Armed with a transcript of his tape-recording of
the incident and a hospital report of the minor injuries he suffered, Manos described how
Charles LeConche, business manager of Local 230, verbally attacked him during the union
meeting at Capriccio restaurant in Hartford last summer, after Manos raised questions
about expenditures by the union.
Then, Manos testified, ``I was phsyically
attacked, thrown to the concrete floor and then thrown bodily out of the fire-exit door''
by the local's sergeant-at-arms, as the rest of the union's local leadership looked on.
Bearse noted later that LeConche and the other
union officials mentioned by Manos have challenged his version of the events and
countercharged that Manos had conducted himself improperly.
Luskin said there is ``no dispute'' that Manos was physically
thrown out of the meeting and confirmed that he had ``admonished'' the local union leaders
against such actions.
But Luskin also noted -- while declining to disclose details of
his investigation -- that he did not bring internal charges against
LeConche or the other officials.
``Steve thinks that I have not done enough'' to protect his
rights, while ``Mr. LeConche thinks that I have done too much'' in criticizing the local
officials' conduct, Luskin said.
Manos alluded in his testimony to allegations by
other dissident Connecticut Laborers that they have been punished for criticizing or
opposing the policies of state union leaders, some of whom are closely aligned with Coia.

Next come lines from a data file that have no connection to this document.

PR #662, opened 2026-09-20
fix: advance role fallback when the provider refuses an accepted turn

### LINKED ISSUE #617: Let a fallback route name an account, so a session refused for quota can advance to the operator's other seat
## What problem would this solve?

**Context, since this arrives without one.** I ran a structured comparison of agent-orchestration tools
across the same set of axes, and CompozyOS was one of them. That is why the numbers below are exact and
why several reports from me land close together. They came from one measurement pass on a dedicated
Linux box, not a production incident. Happy to re-run any of it differently if that helps.

**A fallback route can change provider and model, but not the account. Quota is exhausted per account.**

### What CompozyOS already does well here, measured

Both of my provider accounts hit their session limit in the same window, during a real run. This was not
simulated with a broken credential; it was the actual limit.

```
account A, 00:22 -> {"code":-32603,"message":"Internal error: You've hit your session limit
                     · resets 3:30am (America/Sao_Paulo)","data":{"errorKind":"rate_limit"}}
                    provider_failure_kind=rate_limited
                    next_action=retry
                    guidance=retry after the provider recovers
account B, 00:26 -> the same message, the same reset time
```

**This is the most precise failure reporting I measured anywhere.** It names the failure kind,
prescribes an action, and gives the reset time. Of the four tools that behaved comparably, one reported
"rate limited" for what was actually a 401, one said nothing about the cause, and CompozyOS named it.

It also stopped spending immediately, which is the right thing.

### The gap

**The operator has a second account configured, and the runtime has no declared way to use it.**

I switched accounts by hand: `compozy config set providers.claude.command ...`, restart, rerun. That
worked. It was my hands.

The documentation states this as current behavior, so I am not reporting a surprise:

> *"Authentication and rate-limit failures end the affected turn while keeping the session available.
> After restoring authentication or waiting for the provider to recover, send another prompt in the same
> session. CompozyOS does not automatically retry the failed prompt."*
> Source: `docs/agents/providers.mdx`

### Why I think the pieces are already there

`fallback_chain` already exists, is documented, is observable, and already has the safety boundary this
would need:

```toml
[[roles.auto_title.fallback_chain]]
# Fallback routes are tried in declaration order before a session is accepted.
provider = "cursor"
model = "grok-4.6"
reasoning_effort = "high"
```

> *"A session-backed consumer may advance only before ACP accepts a session; CompozyOS never silently
> reroutes work after acceptance. Immediately before each fallback attempt, CompozyOS emits
> `role.fallback.used` with the role."*
> Source: `docs/configuration/config-toml.mdx`

**That boundary is exactly right, and it is why I think this is a small extension rather than a new
subsystem.** Two things block it from covering quota:

**1 · A fallback route cannot name an account.**

```go
// internal/config/roles.go:105-111
type RoleFallback struct {
    Provider        string
    Model           string
    ReasoningEffort string
    Speed           speedpkg.Speed
    ACPOptions      []ACPOptionSelection
}
```

There is no `command`. The account is selected by `command`, either globally through
`providers.claude.command` or per agent through `agent --command`. So a chain can send work to a
different provider or a different model, but not to the operator's other account on the same provider.

**2 · Only background roles have a chain.**

`FallbackChain` appears on `Coordinator`, `Dream`, `CheckpointSummary`, `MemoryExtractor`, `AutoTitle`
and `MemoryController` (`internal/config/roles.go:69-74`). It does not appear on `AgentDef`
(`internal/config/agent.go`), whose routing fields are `Provider`, `Command`, `Model`,
`ReasoningEffort` and `Speed`. So the sessions that do the actual work cannot fall back at all.

### And the action vocabulary has no word for it

When a provider fails, CompozyOS prescribes one of nine actions
(`internal/acp/provider_failure.go:33-41`):

```
install_cli   login   bind_secret   inspect   change_model
request_permission   wait   retry   no_retry
```

`bind_secret` means "go configure a credential" and `inspect` means "go look". Neither means "use the
other account you already configured". `rotate_credential`, or any equivalent, does not appear anywhere
in the tree on `0.3.0-beta.25`.

---

## What would you like to happen?

**Let a fallback route carry an account, and let work sessions reach a chain.**

Two independent pieces, and the first is useful on its own:

**1 · Give `RoleFallback` a way to name an account.** Either a `command` field, matching how accounts are
already selected everywhere else, or a named credential reference if you prefer not to put a command
string in a fallback table. This alone would let background roles survive one account's limit.

**2 · Let `AgentDef` declare a chain too**, so a user session that is refused before ACP acceptance can
advance to the next route.

**Keep the boundary you already declared.** Advance only before ACP accepts a session, never reroute
after acceptance, and keep emitting `role.fallback.used` (or an agent equivalent) before each attempt so
the operator can see which account did the work. A silent account switch would be worse than the current
behavior, because billing and rate limits are per account and the operator needs to know.

**Optionally, a tenth action.** If the chain can now resolve, then `rate_limited` could prescribe
something like `use_fallback` instead of `retry` when a route is available. That is cosmetic next to the
two pieces above.

---

## Area

`Agents & providers`, `Core / daemon`, `Sessions`

---

## Alternatives you considered

| alternative | why it does not close the gap |
|---|---|
| **the operator switches by hand** | that is what I did: `config set` plus restart plus rerun. It works, and it is the thing an orchestrator exists to remove |
| **`change_model` to a cheaper model** | already in the vocabulary, and it does not help: the limit is on the account, not the model |
| **a second provider in the chain** | already possible today, and it changes vendor. I wanted the same vendor, my other seat |
| **wait for the reset** | the prescribed action today. Correct, and it costs the rest of the window |
| **run each agent pinned to a different account** | possible with `agent --command`, and it partitions capacity in advance instead of absorbing a limit when it happens |

**Prior art in the tree:** `fallback_chain` for roles, with ordered routes, a declared acceptance
boundary, and a `role.fallback.used` event. This request reuses all three.

**Nearest existing issues, and why this is not a duplicate:**

| issue | why it is different |
|---|---|
| **#564**, closed, mine | spawned sessions ignored the creating agent's `command`. Same axis, about propagating an account that was already chosen. This one is about choosing a different account when the first is refused |
| **#570**, closed | Loop session policy dropping the owning Profile |
| **#229** and **#473**, closed | model routing by price and by complexity, not account capacity |

**Duplicate search performed** (title and body, open and closed, `is:issue`): `fallback_chain` ·
`rate limit fallback` · `rotate credential` · `second account` · `quota exhausted` ·
`provider account switch` · `session limit` · `multiple accounts` · `provider failure action`.

---

## Contribution

- [ ] I'm willing to open a pull request for this.

jillesmc:
Refs #617. **This PR does not close that issue** — it removes a prerequisite. See "What this does not do".

## The gap

A role fallback chain was only consulted when the session object failed to materialize:

```go
// internal/daemon/role_fallback.go
value, accepted, err := invoke(ctx, primary)
if accepted { return value, err }   // accepted == "a session exists"
```

A provider that **accepts the session and then refuses the turn** never reaches the chain. That is the
shape both refusals in the issue arrive in — a quota refusal (`-32603`, `errorKind: rate_limit`) and the
credential refusal the reporter actually measured (`-32000 Authentication required`). The session is
created, the chain returns, and the refusal only surfaces during the prompt.

```mermaid
flowchart LR
  subgraph before["before — accepted = spawned != nil"]
    A1[Spawn] -->|session exists| A2[accepted = true]
    A2 --> A3[chain returns]
    A3 --> A4[Prompt]
    A4 -->|provider refuses| A5[operation fails<br/>second route never runs]
  end
  subgraph after["after — accepted = the provider took the turn"]
    B1[Spawn] --> B2[Prompt + collect]
    B2 -->|refused, no output| B3[stop child<br/>accepted = false]
    B3 --> B4[next route runs]
    B2 -->|any other outcome| B5[accepted = true<br/>unchanged behaviour]
  end
```

## Strategy: align with the role that already worked

`BreakTie` (memory controller) **already advanced on a refused turn**, because `InvokeTransientModel`
sets `Accepted` only after the prompt succeeds (`internal/session/transient_model.go:118-121`). It was
the only one of five callers doing so. This PR makes `Generate` (auto-title) and `Summarize`
(checkpoint summary) match it — they now prompt inside the invocation closure instead of after it.

Classification needs no new vocabulary: `AgentEvent` already carries a typed
`ProviderError.Code` ∈ `{provider_auth_required, provider_rate_limited}`, built for exactly these two
cases in `internal/acp/provider_error_event.go:27-47`. The new predicate is nine lines and reads it.

| role | closure covers | acceptance predicate | changed |
|---|---|---|---|
| `Generate` (auto-title) | spawn + prompt | provider took the turn | **yes** |
| `Summarize` (checkpoint) | create + prompt | provider took the turn | **yes** |
| `BreakTie` (memory controller) | full call | `result.Accepted` | no — already correct |
| `startCoordinatorSession` | create only | `spawned != nil` | no — hands the session on |
| `spawnExtractorSession` | spawn only | `spawned != nil` | no — hands the session on |

**The declared boundary is preserved.** `docs/configuration/config-toml.mdx` says CompozyOS never
silently reroutes work after acceptance. A route advances only when the turn produced **no output** —
that is retrying work that never started, not rerouting work in flight. Every other prompt error stays
on the accepted route and fails exactly as before. `role.fallback.used` still precedes every attempt.

## Findings worth reviewing

Three claims in the issue did not survive verification against the graph, and they changed the design:

1. **Five callers, not three.** `invokeRoleWithFallback` has five production callers. The issue names three.
2. **The predicate was never uniform.** `BreakTie` already had the wider trigger. The fix is alignment, not invention.
3. **`fallback_chain` on `AgentDef` would be dead config.** User prompts — the ones that exhaust quota —
   never reach `role_fallback.go`. They go through the session prompt-failure barrier, which classifies
   on `store.FailureKind ∈ {FailureProcess, FailureTransport}` (`manager_prompt_recovery.go:37-47`,
   `manager_prompt.go:79-89`). A rate limit is neither, so the turn ends and the session stays alive.
   Adding a chain to `AgentDef` would attach it to a struct no user-prompt path consults.

A **regression found during the impact audit and fixed in this PR**: the first draft collapsed the spawn
result to `if spawned == nil`, which silently dropped a non-nil error returned alongside a live session.
That is a reachable path — `Spawn` returns `(child, err)` when spawn-created hook dispatch fails
(`internal/session/spawn.go:131`). Swallowing it would have let a denied hook through. Both roles now
fail the attempt on any spawn error, as the original code did.

## What this does not do — and what closes #617

**User sessions still have no quota fallback**, which is the issue's actual motivation. The two roles
fixed here are background work — session titles and compaction summaries. Nobody's work is blocked by
them and they are not what exhausts an account. This PR makes the fallback mechanism consistent and
correct; it does not give the operator's own session a second seat.

The follow-up is designed, and it reuses machinery that already exists rather than adding a subsystem:

1. `fallback_chain` on `AgentDef`, so a user session has routes at all.
2. `promptEventIsRecoverable` admits a typed provider refusal with no execution evidence — the same
   condition this PR enforces for roles. `internal/session` currently never reads
   `AgentEvent.ProviderError`, though the typed code is already on the event.
3. `recoverPromptRuntime` (`internal/session/manager_prompt_recovery.go:241`) already relaunches the
   runtime under a live session and replays the turn. It passes `snapshot.selection` today and would
   pass the next route's selection instead; `preparePromptRuntimePlan` already accepts an arbitrary
   `RuntimeSelection`.
4. Consent model: a route declared in config **is** the consent — the runtime advances and emits the
   event, so an overnight refusal does not park the work. With no declared route, a durable pending
   interaction asks the operator, reusing `session_pending_interactions`, which is already durable,
   resumable and exposed on every surface. An accept is scoped to the provider-reported reset time;
   a timeout fails the turn and never advances on its own.

That half changes a public config surface and a persisted enum, so it belongs in its own change with
its own compatibility and QA treatment.

Also deliberately not included, per the reporter's own correction on the issue:
`command` on `RoleFallback` (a provider overlay already names an account), `fallback_chain` on
`AgentDef` (see finding 3), and a tenth `use_fallback` action.

## Review guide

- **Start here:** `internal/daemon/role_fallback.go` — `providerRefusedTurnError`, the whole new predicate.
- **Then:** the two closures in `auto_title_generator.go` and `checkpoint_summary_summarizer.go`. The
  question to ask each is *"which outcomes return `accepted = false`?"* — the answer must be only a
  provider refusal, never a generic error.
- **Lifecycle:** `child` / `summarySession` is assigned only on the accepted path, so the outer stop
  defer fires for exactly one session; a refused attempt stops its own child before returning. An
  exhausted chain leaves nothing running.
- **Not changed:** no route, verb, tool ID, DTO, config key, hook, SQLite shape or migration. No public
  signature changed — the generic's type parameter moved from `*session.Session` to `string`, which is
  internal to each call.

## Verification

- `make gate`: `go-lint` 0 issues, `go-test ./internal/daemon/...` green under `-race` (136s).
- Tests in `role_fallback_test.go`: a predicate table (rate-limited and auth-required mark; an
  unclassified agent error does not) plus one end-to-end advance through the real
  `forkedAutoTitleGenerator`, reusing the existing `autoTitleSpawnSessionsStub`.
- Both were **mutation-checked**: with the predicate stubbed to never mark a refusal, the table fails on
  the rate-limited case and the end-to-end test fails with the primary route's error, proving neither is
  vacuous.
- Impact audit over the changed symbols: `providerRefusedTurnError` 9 impacted / LOW, reaching only
  `autoTitleRuntime.process` and `CheckpointSummaryService.summarizeCheckpoint`. No taint findings in
  the touched files — with the caveat that closure flows are not modelled and this logic lives in a
  closure, so that is not proof.

Cross-surface impact is recorded in `docs/_memory/change-impact.md`.

## Summary by CodeRabbit

* **New Features**
  * Automatic titles and checkpoint summaries can continue through configured fallback providers when a provider refuses before producing output.
  * Refused provider sessions are stopped before the next fallback is attempted.
  * Generated Graphify and GitNexus output is excluded from version control.

* **Bug Fixes**
  * Improved handling of provider refusals, session cleanup failures, session creation failures, partial output, and empty generated output.


jillesmc:
## Review remediation (749381363)

Both reviewers independently flagged the same two P1s. Both were valid, and both broke the boundary this PR's description claims to preserve — thanks, that was the useful kind of catch.

**1 · Refusal after output began** (greptile `auto_title_generator.go:261`, coderabbit same site)

The predicate keyed on the error classification alone, ignoring whether the agent had already streamed text. A provider that produced output and then refused advanced the chain — precisely the *"never silently reroutes work after acceptance"* case. Both collectors now mark a refusal only while the accumulated output is empty; once the turn produced anything, the error stays on its accepted route.

**2 · Advancing past a failed cleanup** (greptile `auto_title_generator.go:128`, coderabbit `#L127-L129`)

`errors.Join` preserved the refusal marker, so a failed stop still advanced and could start a route beside a session that was never stopped. The attempt now keeps ownership of that session (assigned to `child` / `summarySession`) so the outer stop runs, and returns accepted-with-error instead of advancing.

**3 · Test convention** — table entries and the end-to-end scenario now run as `t.Run("Should …")` subtests.

New regression test for #1: *"Should stay on the accepted route when the turn already produced output"*. Mutation-checked — it fails when the output guard is removed. `Generate` crossed `funlen` after the fix, so the spawn options moved to `autoTitleSpawnOpts`.

**Declined:** the nitpick asking for an equivalent end-to-end refusal test on the checkpoint-summary path. Test scope on this PR was calibrated deliberately: the checkpoint path is the same predicate and the same wiring as auto-title, so a second stub buys duplicated maintenance rather than independent coverage. If the two paths ever diverge, that judgement should be revisited.

`make gate` green on the new head: `go-lint` 0 issues, `go-test ./internal/daemon/...` under `-race` (139s). `docs/_memory/change-impact.md` records the tightened boundary.

jillesmc:
@coderabbitai review

The three actionable findings were addressed in 749381363 (details in the previous comment). The standing `CHANGES_REQUESTED` is pinned to 4d5da7a03 and predates the fix — please re-review the current head.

Ronald B. Nobili, business manager of Bridgeport Local 665,
charges in a civil suit against the Laborers' statewide organization that he and his
rank-and-file have been punished for nearly two decades for his refusal to contribute
$5,000 to a fund for Coia's defense against federal kickback charges in the late 1970s.
(That case against Coia, his late father and the late New England mob boss, Raymond L.S.

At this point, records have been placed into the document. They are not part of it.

PR #16, opened 2025-10-07
Update router.py to pass auth

harishsg999:
Update router.py to pass auth token to scanner


ablox-chetan:
Is there a unit test or manual test to show how this works ?

ablox-chetan (approved):

PR #25, opened 2025-10-15
fix: Handle unavailable assets (prompts, resources, tools) when scanning

ablox-chetan:
- Added a guarded McpError import plus _is_missing_capability_error so we can detect “method not found” style responses even when the MCP dependency is absent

Patriarca, was thrown out when a judge ruled that the statute of limitations had expired.)
Among those named in Nobili's suit are LeConche;
and Dominick LoPreato, a close Coia friend and LeConche's predecessor as business manager
of Manos's local. LoPreato is serving a federal prison term for taking $350,000 in bribes.
The Laborers have denied any wrongdoing in their response to the
suit.
Ballenger, the North Carolina Republican, was blunt in his closing
statement to the witnesses and their colorful array of supporters.
``As far as I can see, y'all are getting the shaft and it isn't management that's doing it to you,'' said Ballenger.